## DATA PROVIDED
PR #48, opened 2021-06-03
Make dq_def a root level property

eslavich:
The existing schemas nest dq_def within the meta object, which is not where stcal expects to find it.


perrygreenfield (approved):
LGTM

PaulHuwe (approved):
TGTM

## WHAT YOU HAVE TO DO
The whole of the material above should be written out again, exactly.

## EXERCISE ANSWER
PR #48, opened 2021-06-03
Make dq_def a root level property

eslavich:
The existing schemas nest dq_def within the meta object, which is not where stcal expects to find it.


perrygreenfield (approved):
LGTM

PaulHuwe (approved):
TGTM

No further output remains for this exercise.